Saved data entries
PR #1201, opened 2016-03-04
Czech translations (admin,welcome) + small script for translations + nginx/uwsgi/ubuntu script

zvolsky:
Hi Massimo and others.
I am sorry, I am not able split the push request into smaller pieces.

So, what is here:

1. newer cs.py in admin and welcome.

2. script to set untranslated messages in translation file from another one (if you want update application file from newer version of welcome file, if you start translation for very similar language, and so on).

3. nginx/uwsgi/ubuntu script for systemd (creates /etc/systemd/system/emperor.uwsgi.service as described here: https://groups.google.com/forum/#!topic/web2py/ZM9IIEjtHSI + uses: service..start/service..stop)
This worked good for me at forpsi virtual debian 8.
However I am not good in shell scripting. So some review and testing here would be good. But no idea how to do it.
Especially mkdir commands: what happens if directories already exist. I think it generates no fatal failure, but warnings.

No problem if something or all is acceptable. It is just first attempt with pull request here.
If later I will sure create separate pieces.
Thank you.
Mirek Zvolsky


mdipierro:
Can you please resend this patch but leave "uwsgi-emperor" inchanged?

zvolsky:
this is replaced with 3 separate pull requests, 6 days later -- remove this

PR #1209, opened 2016-03-10
new script to update untranslated messages from other language file

zvolsky:


mdipierro:
For now I will take this, there is a general consensus we want to reduce the content of scripts, not include it.

PR #1219, opened 2016-03-15
Improve PEP8

BuhtigithuB:


gluon/html.py
```diff
@@ -2587,16 +2619,16 @@ def xml(self):
...
+def embed64(filename=None,
+            file=None,
+            data=None,
+            extension='image/gif'
+            ):
     """
     helper to encode the provided (binary) data into base64.
 
     Args:
+        extension:
```
niphlod: If you're making a point on rearraging the code this should come AFTER every other argument :P

gluon/html.py
```diff
@@ -2339,6 +2366,10 @@ def as_dict(self, flat=False, sanitize=True):
 
         Sanitize is naive. It should catch any unsafe value
         for client retrieval.
+
+        Args:
+            sanitize:
```
niphlod: args in reverse order....

gluon/html.py
```diff
@@ -437,9 +429,20 @@ def verifyURL(request, hmac_key=None, hash_vars=True, salt=None, user_signature=
         >>> verifyURL(r, 'key')
         False
 
+    Args:
+        user_signature:
```
niphlod: args in wrong order, too

BuhtigithuB: I just append args automatically with pycharm sorry if they are not in the
proper order... Can be fixed latter...

gluon/html.py
```diff
@@ -186,6 +188,8 @@ def URL(
     within the present application and controller.
 
     Args:
+        language:
```
niphlod: here too . Another point for brains over IDEs with fancy plugins....

gluon/html.py
BuhtigithuB: You want them in the same order of the method signature? I think pycharm
put them in alphabetical order


On Tue, Mar 15, 2016 at 4:37 PM, Richard Vézina <ml.richard.vezina@gmail.com
> wrote:

> I just append args automatically with pycharm sorry if they are not in the
> proper order... Can be fixed latter...
>

gluon/html.py
BuhtigithuB: Niphold please state what you want and I fix that...

niphlod:
I'd drop and recreate it with corrections needed...

BuhtigithuB:
but what is the common issue denominator? order of args in docstring?

niphlod:
those docstrings go to API docs automatically built. No docstrings are bad, wrong docstrings are worse....pycharm is an IDE, not a python developer ^_^

BuhtigithuB:
so you want I remove entirely the append you specified ? that it?

niphlod:
it's not the first time it pops up: pep8 is good and all, but not everybody sees red warnings because not everybody uses pycharm (or, specifically, your settings for pycharm). want to rearrange the code according to pep8 specs? ok, usually it's more readable so it's usually a good contribution.
Don't be an autopep8 guy, though... put some thoughts in it
If you're going to rewrite docstrings, please watch at the bigger picture: docstrings are for documenting the API (yes, also in IDEs). Meaning a guy can skip over reading the code and get a humanly description on what the method does an what arguments it accepts.
In web2py's case, they even get published over at readthedocs.org 
Adding empty arguments without even blinking, and in the wrong order ... ahem ... it helps nobody. It actually goes against "proper documentation wishes".

BuhtigithuB:
Agree with that... About the rest of PEP8 they are made manually so no autopep8... I just append args as it shut up warning of pycharm... I thought it would be better to include the args then leave them not include... In the future I will avoid touching docstring except if I find the time to write them properly.

Helping me learn would be a better way to keep me helping with what I undertake instead of that I feel that you are angry because of this contrib which to me except some of the things you spotted was pretty good...

niphlod:
don't get me wrong but you shouldn't feel anything if you get comments on your PRs . For all matter and purposed, nobody rejected it. IMHO though you didn't get the point as https://github.com/web2py/web2py/pull/1220 brings the exact same issues.

BuhtigithuB:
Should fix the problem : https://github.com/web2py/web2py/pull/1224

PR #1220, opened 2016-03-15
Improve PEP8

BuhtigithuB:


niphlod:
see https://github.com/web2py/web2py/pull/1219#issuecomment-197013653

PR #1230, opened 2016-03-19
test_IS_IMAGE and more

leonelcamara:
* test for IS_IMAGE validator
* test for IS_IN_SET options
* Removed unused and undocumented IS_IN_SUBSET
* Fixed _options in IS_EMPTY_OR not passing arguments to the other options method
* Some tests for formatters


leonelcamara:
This increases coverage in validators.py from last week's 78.21% to 82.34% right now **all** the validators are at least partially tested.

BuhtigithuB:
You are rigth to say partially as I had look at coverage and if understand
it properly there is many validators "if" conditions which are not
tested... I would say that this is the next step : analysis the existing
test case and make sure that every code line of them are covered as much as
possible...

:)

PR #1235, opened 2016-03-22
Avoid issuing a separate sql query for each row in sqlform grid search results, for virtual fields

kjkuan:
When deriving the value for a virtual field in a sqlform grid, this change avoids issuing a separate sql query for each row found in the search results.

Feel free to ignore the PR or simply see it as a bug report if my change doesn't make sense.

Thanks

### DIFF
--- a/gluon/sqlhtml.py
+++ b/gluon/sqlhtml.py
@@ -2743,7 +2743,11 @@ class SQLFORM(FORM):
                     if field.type == 'blob':
                         continue
                     if isinstance(field, Field.Virtual) and field.tablename in row:
-                        value = row[field.tablename][field.name]
+                        try:
+                            # fast path, works for joins
+                            value = row[field.tablename][field.name]
+                        except KeyError:
+                            value = dbset.db[field.tablename][row[field.tablename][field_id]][field.name]
                     else:
                         value = row[str(field)]
                     maxlength = maxtextlengths.get(str(field), maxtextlength)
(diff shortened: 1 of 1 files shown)


mdipierro:
Sorry. you change will work in some cases but not all. The grid row may not contain all the info it needs to compute the virtual field.

kjkuan:
okay, but is it not worth it to consider the case in which the row does have the info it needs and then use it directly instead of always issue a separate SQL query?

Or is it something that can be done in pydal? Could you help me understand the case in which the change proposed by the PR would fail? There must be something we could do, right? If not, please help me understand... Thanks

mdipierro:
Let me think about this and respond later today. I agree there are some case when this would work.

kjkuan:
Thank you. I'd reopen this PR if I could, but I can't.

Perhaps the special case would be to check additionally if `field.name in row[field.tablename]`? And if so, then `value = row[field.tablename][field.name]` otherwise do `value = ...` assignment that generates the SQL query as before. Obviously, I'm not familiar with PyDAL..., just a guess.

mdipierro:
I reopened but it needs a little but of work. I can do it.

mdipierro:
How about a try(your syntax) execpt (the old syntax)?

mdipierro:
Can you update the PR so you get credit for this?

kjkuan:
thank you, updated the PR.

PR #1238, opened 2016-03-23
BEAUTIFY, MENU, MARKMIN and ASSIGNJS basic tests and attempt ASSIGNJS…

BuhtigithuB:
… documentation

### DIFF
--- a/gluon/html.py
+++ b/gluon/html.py
@@ -2831,10 +2831,24 @@ class MARKMIN(XmlComponent):
 
 
 def ASSIGNJS(**kargs):
+    """
+    Example:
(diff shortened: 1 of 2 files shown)


BuhtigithuB:
Grrr... Some asserts should hit some more lines but doesn't seems to work...

:)

mdipierro:
There are lots of markmin tests in markmin.py itself. we should perhaps delegate. Anyway this is good and will go in. Thank you!

BuhtigithuB:
I think the entire MARKMIN() is cover... I did it for raise coverage, I
don't think it a problem to have some duplicate, they are not really
duplicate anyway, as long as we don't start test markmin.py...

PR #1246, opened 2016-03-24
Improve PEP8 just a bit + more coverage

BuhtigithuB:


BuhtigithuB:
We may reach 42% one day... 

:D

PR #1252, opened 2016-03-26
Improve test chache

BuhtigithuB:


BuhtigithuB:
Tests will follow when I have more time...

PR #2638, opened 2026-06-21
escape urls in autolinks before embedding in html

dxbjavid:
autolinks builds the embed markup for a matched url by dropping it straight into an href/src attribute (and into the web2py_component script string), and because the link regex is https?://\S+ a url that carries a double quote can close the attribute and inject an event handler, so user content rendered through expand_html ends up as reflected xss. the same unescaped interpolation is in image, audio, video, web2py_component and the plain-link branch of expand_one. this escapes the url with html.escape(quote=True) at each of those sinks, which lines up with the html.escape already used for the oembed query string just above.

### DIFF
--- a/gluon/contrib/autolinks.py
+++ b/gluon/contrib/autolinks.py
@@ -92,20 +92,20 @@ EMBED_MAPS = [
 
 
 def image(url):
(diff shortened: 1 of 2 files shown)


dxbjavid:
Thank you for reviewing and merging the PR. Appreciated.

PR #2640, opened 2026-07-01
percent-encode request.url in routes_onerror error redirects

dxbjavid:
When routes_onerror is configured, try_rewrite_on_error and try_redirect_on_error build the error handler redirect by dropping request.url straight into the request_url query parameter, even though the requested_uri value right next to it already goes through quote_plus. request.url is set from the url-decoded PATH_INFO, so a request path with a double quote breaks out of the href attribute in the "you are being redirected" body and an unescaped ampersand lets extra parameters be smuggled into the onerror handler URL. Encoding it with quote_plus at the three sites, matching requested_uri, keeps the value as data. I have added a regression test under test_routes that drives try_redirect_on_error with a quote-bearing path.

### DIFF
--- a/gluon/rewrite.py
+++ b/gluon/rewrite.py
@@ -281,7 +281,7 @@ def try_rewrite_on_error(http_response, request, environ, ticket=None):
                     status,
                     ticket,
                     quote_plus(request.env.request_uri),
-                    request.url,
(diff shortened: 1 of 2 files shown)


dxbjavid:
Thank you for reviewing and merging the PR. Appreciated.

PR #2641, opened 2026-07-02
reject reserved registration_key values in verify_email

dxbjavid:
verify_email looks up the account with table_user(registration_key=key) using the last URL segment as the key, but registration_key also holds the reserved states "", pending, disabled and blocked. An unauthenticated request to verify_email/disabled (or /blocked, /pending) therefore matches a disabled, blocked or approval-pending account and clears its key to "", quietly re-activating it. This refuses the empty and reserved key values before the lookup so only the random token issued at registration is accepted, and adds a regression test covering both the reserved values and a genuine token.


dxbjavid:
Thanks.

PR #2644, opened 2026-07-03
escape markmin meta attribute values in code, colour and cite

dxbjavid:
the optional id part of a code meta like ``text``:cls[id] is captured as [^]]* so it can contain a double quote, and that value is placed unescaped into three attributes of the code and meta rendering path: the <code> id, the colour <span> style, and the cite <a> href. a quote there closes the attribute and lets an attacker add an event handler, so any app that renders user-supplied markmin (comments, wiki pages, MARKMIN()) is exposed to stored xss, for instance ``hi``:cls[x" onmouseover="alert(1)] renders a live onmouseover handler. this escapes those values with quote=True, the same guard the link and media rendering already use, and adds a regression test alongside the existing markmin xss tests.


dxbjavid:
TY!

PR #2646, opened 2026-07-06
fix inverted can_read check in wiki search previews

dxbjavid:
Wiki.first_paragraph returns a page's first paragraph only when the current user cannot read it, and wiki search renders that paragraph for every page matching the query, so with manage_permissions enabled a searcher gets a preview of pages restricted to other groups. The same inverted check also means readable pages show no preview at all, so the teaser is effectively off in the default configuration. Swapping the guard to `if self.can_read(page)` shows previews for pages the user may read and withholds them otherwise.


dxbjavid:
TY!

PR #2655, opened 2026-07-13
enforce can_read on serialized wiki search results

dxbjavid:
**Restricted page bodies leaked on the serialised wiki search path**

With manage_permissions enabled the rendered search view withholds pages the searcher cannot read, but a request for any other extension (say _search.json) drops into a branch that returns as_dict() for every match, and as_dict() carries the full body, so a restricted page ends up disclosed to anyone able to search. The serialised branch now skips pages the requester cannot read, matching the check the rendered path already makes.


dxbjavid:
TY!

PR #2658, opened 2026-07-16
bound 206 responses when using the wsgi file wrapper

dxbjavid:
On a partial (206) response stream_file_or_304_or_206 sets Content-Length to the requested range length but, when web2py_use_wsgi_file_wrapper is enabled, hands the seeked file straight to the wsgi file wrapper, which streams it to the end of the file. The body then overruns the advertised length, so a Range request for the first hundred bytes of a large file returns the whole file behind a Content-Length of a hundred, and on a shared keep-alive connection the surplus bytes can bleed into the next response. Only use the wrapper for full-content responses and fall back to the bounded streamer for 206, which is what the non-wrapper path already does.

### DIFF
--- a/gluon/streamer.py
+++ b/gluon/streamer.py
@@ -133,7 +133,11 @@ def stream_file_or_304_or_206(
                 raise HTTP(404)
         headers["Content-Length"] = str(fsize)
         bytes = None
-    if request and request.env.web2py_use_wsgi_file_wrapper:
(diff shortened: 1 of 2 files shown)


dxbjavid:
TY!

leonelcamara:
@dxbjavid  We're the ones that need to thank :)

PR #2662, opened 2026-07-18
verify tls certificates in pysimplesoap transports

dxbjavid:
**TLS certificate verification is off by default in the SOAP transports**

All three transports in `gluon/contrib/pysimplesoap/transport.py` treat a caller-supplied `cacert` as the switch that turns verification on, so without one the chain and the hostname are both ignored and any https SOAP call is open to an active man-in-the-middle. The urllib2 transport is the worst of the three: it sets `CERT_NONE` unconditionally and raises on `cacert`, so there was no way to get a verified connection at all, and it is the transport selected on a stock install where neither httplib2 nor pycurl is present. My reading is that `cacert` was only ever meant to add a private CA rather than to enable verification, so I have made it behave that way and left the system trust store as the default.

I checked this against a local server presenting a self-signed certificate with a mismatched name: `urllib.request.urlopen` refuses it while the transport returned the body happily. The two tests in `test_contribs.py` cover both directions, since the second one would catch it if this turned out to be too strict for a private CA setup.

### DIFF
--- a/gluon/contrib/pysimplesoap/transport.py
+++ b/gluon/contrib/pysimplesoap/transport.py
@@ -125,7 +125,10 @@ else:
             if httplib2.__version__ >= "0.3.0":
                 kwargs["timeout"] = timeout
             if httplib2.__version__ >= "0.7.0":
-                kwargs["disable_ssl_certificate_validation"] = cacert is None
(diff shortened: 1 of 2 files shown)


dxbjavid:
Thanks.

PR #2677, opened 2026-08-17
reject blank passwords before ldap bind in ldap_auth and freeipa_auth

dxbjavid:
Both ldap_auth and freeipa_auth already refuse an empty password before binding, per RFC 4513 5.1.2, because an empty credential against a directory that permits an unauthenticated bind is accepted and the bind still returns success. The guard only compared the password against the empty string though, so a None password slipped past and reached the bind with an empty credential, logging the account in without a valid password; None is reachable when an app forwards a request variable that was never sent through login_bare to the registered login method. This widens the check to reject any falsy credential so it fires before a bind is attempted, which leaves a genuine password untouched.


dxbjavid:
Thanks!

» What is expected
Copy range, inclusive: the line holding "PR #2662, opened 2026-07-18" to the line holding "the SOAP transports**". Reproduce exactly those lines of the records above and no others.

» Finished task
PR #2662, opened 2026-07-18
verify tls certificates in pysimplesoap transports

dxbjavid:
**TLS certificate verification is off by default in the SOAP transports**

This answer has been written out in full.